[What the exercise asks]
I would like every entry below written out exactly.

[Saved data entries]
.....
PR #2780, opened 2024-10-02
feat(sdk): [NET-1316] Use `StreamRegistry` v5 permission methods

teogeb:
**NOTE: Do not make releases until we've deployed `StreamRegistry` v5 to production.**

## Summary

Updated the sdk to use `StreamRegistry` v5 instead of v4. In v5 there are `*forUserId`-permission methods which support arbitrary length user ids.

The API is same for all permission types, but longer/shorter IDs is can be used only for publish and subscribe permissions. as there is no contract-level support for other types (edit, grant, delete).

## Changes

Replaced usage:
- `hasPermission`, `hasDirectPermission` -> `getPermissionsForUserId`, `getDirectPermissionsForUserId`
  - i.e. read a permissions struct instead of reading a boolean
  - it still is ok to use `hasPublicPermission` contract call to check public access, no changes in that logic
- `grantPermission` -> `grantPermissionForUserId`
- `revokePermission` -> `revokePermissionForUserId`
- `setPermissionsMultipleStreams` -> `setMultipleStreamPermissionsForUserIds`

Also changed  The Graph queries to use `userId` instead of `userAddress`.

## Refactoring

Refactoring the internal call flow in `StreamRegistry` by introducing a helper method `isStreamPublisherOrSubscriber_nonCached`.

## Tests

Changed `randomUserId` to return random-length user ids.


packages/sdk/src/contracts/StreamRegistry.ts
```diff
@@ -405,14 +407,14 @@ export class StreamRegistry {
             * empty assignments cleanup in The Graph.
             */
             if (permissions.length > 0) {
-                if (permissionResult.userAddress === PUBLIC_PERMISSION_ADDRESS) {
+                if (permissionResult.userId === PUBLIC_PERMISSION_ADDRESS) {
```
jtakalai: should that be called PUBLIC_PERMISSION_USER_ID?

jtakalai (approved):

packages/sdk/src/contracts/StreamRegistry.ts
teogeb: Great catch! Fixed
.....
[Written response]
PR #2780, opened 2024-10-02
feat(sdk): [NET-1316] Use `StreamRegistry` v5 permission methods

teogeb:
**NOTE: Do not make releases until we've deployed `StreamRegistry` v5 to production.**

## Summary

Updated the sdk to use `StreamRegistry` v5 instead of v4. In v5 there are `*forUserId`-permission methods which support arbitrary length user ids.

The API is same for all permission types, but longer/shorter IDs is can be used only for publish and subscribe permissions. as there is no contract-level support for other types (edit, grant, delete).

## Changes

Replaced usage:
- `hasPermission`, `hasDirectPermission` -> `getPermissionsForUserId`, `getDirectPermissionsForUserId`
  - i.e. read a permissions struct instead of reading a boolean
  - it still is ok to use `hasPublicPermission` contract call to check public access, no changes in that logic
- `grantPermission` -> `grantPermissionForUserId`
- `revokePermission` -> `revokePermissionForUserId`
- `setPermissionsMultipleStreams` -> `setMultipleStreamPermissionsForUserIds`

Also changed  The Graph queries to use `userId` instead of `userAddress`.

## Refactoring

Refactoring the internal call flow in `StreamRegistry` by introducing a helper method `isStreamPublisherOrSubscriber_nonCached`.

## Tests

Changed `randomUserId` to return random-length user ids.


packages/sdk/src/contracts/StreamRegistry.ts
```diff
@@ -405,14 +407,14 @@ export class StreamRegistry {
             * empty assignments cleanup in The Graph.
             */
             if (permissions.length > 0) {
-                if (permissionResult.userAddress === PUBLIC_PERMISSION_ADDRESS) {
+                if (permissionResult.userId === PUBLIC_PERMISSION_ADDRESS) {
```
jtakalai: should that be called PUBLIC_PERMISSION_USER_ID?

jtakalai (approved):

packages/sdk/src/contracts/StreamRegistry.ts
teogeb: Great catch! Fixed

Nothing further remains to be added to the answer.